Pileateds are common down here as are red-shoulder hawks and we have so many barred owls they sometimes drive me nuts when they get a coven of 6 or 8 going with their communal overindulged hooting orgies.
Leave the dead stuff up!!!

o town


----------



## wecker20 (Mar 10, 2004)

huh,? I thought they were common in Michigan. I've seen them every year for about 20 years now where we live and hunt in Lake county, just outside of R.C. I'll get pics of what they did to a basswood tree that no longer stands. Had a family of them go to town on this 100 year old tree that grew 5ft from the house. After the huge hole they put into the tree, we had to cut it down before it fell onto the house. I was amazed on the damage they can do and how the tree was still standing. I'll get pics tonight.


----------



## MAttt (Dec 15, 2004)

I have seen an increase of all the woodpeckers in the last 10
years in SE Michigan. 9 out of 10 times when I see them it
has been on Ash Trees. There work is done in my area now,
since a live ash is nonexistent here now.
But with all the ash tree's in Michigan, they will have a plenty
of work to do here for awhile.


----------



## johnhunter (Jun 17, 2000)

I also believe they are increasing in number and range here in Michigan, probably as more land reverts into forest cover (believe it or not, in spite of human sprawl, forest cover is increasing in our state). 

Pileateds are said to like timber stands that are on the mature side, but I've seen them in mixed-age stands. 

I've had a couple Pileated sightings each year on my Hillsdale property over the last 7-8 years. 
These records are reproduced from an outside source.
PR #1141, opened 2024-05-09
Prevent editors from editing groups

SamJamCul:

https://trello.com/c/5iV1sCvx/1504-prevent-editors-from-changing-the-group-name-and-the-members

This removes the link from a group for changing the name of the group for editor users. 
It also changes the text for the link to the group members page for editors. 
Under the hood, editors have been restricted from the group `edit` and `update` policy, as there weren't any use cases for them.

See comparisons:

### Previous page / current page for non-editors
image

### New version for editor members

image


thomasiles (approved):
nice!

PR #39, opened 2026-03-30
Add website generation from Docusaurus

reluctanthero104:
PR to generate website doc using Docusaurus


BtXin (commented):
How about let's put the docs web into a separate repo.

reluctanthero104:
@BtXin It's a bit debatable, as managing it separately means we cannot benefit from any automation for doc gen based on features. Although eventually we should have a doc writer to take care of doc updates, probably could build an agent for doing that.

reluctanthero104:
Closing as we are building the docs separately here: https://github.com/SkardiLabs/skardi-docs

PR #67, opened 2026-04-09
Created RAG demo for fastGPT

BtXin:
Created a RAG demo for fastGPT


reluctanthero104 (commented):
The demo has been verified and looks good.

The holes they cut in trees are an identifying characteristic; generally, upright rectangles.


----------



## FishMichv2 (Oct 18, 2004)

hey otown,
do you live right in orlando or just in the general area? my dad is from tavares so i get to spend a good ammount of time down in the lake county area. i see a lot of those pileated woodpeckers, along with with other wide varieties of wildlife, while im fishing the harris chain down there.


----------



## Sam22 (Jan 22, 2003)

I sure seem to see alot of those little buggers these days, it used to be somewhat rare I thought. Also I seem to see flickers everywhere, I swear if they made the wrond sound when they flew their ass would look just too much like a grouse and I would make a mistake! luckily they are pretty quiet.


----------



## otown (Jul 11, 2003)

FishMich,
We live in what is left of some fairly pristine small acreage on the east side of Orlando that is slowly being both downgraded and upgraded by development.
It's being downgraded by runoff from yuppie scum housing developments that are destroying our river, the Econlockhatchee. We have about 500' frontage on the river and about 6 acres where our Britts just roam and have a ball.
It's being upgraded by other yuppie scum because they are willing to pay $200K an acre to buy some comfortable and quiet place that is full of fruit trees of every description, has a small home very much like our place in Mi. They will come and bulldoze the place and erect a plastic Taj Mahal. 
Rondevous, You know my MI place. It has strength and character from 4 generations and our home here is better in some ways.
We maintain it for wildlife` and go through about 50# of birdseed a week in winter.
I am not a tree hugger or slobbering dog lover who doesn't understand nature.
Lake County, especially Tavares is about to be trampled by developers and we see a really good grass-roots movement there to keep what is a beautiful piece of FL just that way.
I'm a political activist who delights in pulling down the pants of the Orange County Commissioners in public, on TV and in the printed media and when I call TV stations and newspapers, they go "Oh no, he's coming, but we gotta see this".
I have never run from any spirited conversations as you who have followed my somewhat ascerbic posts over the years know. I do it for our family, our neighbors and anyone who takes pleasure in seeing a pileated woodpecker family.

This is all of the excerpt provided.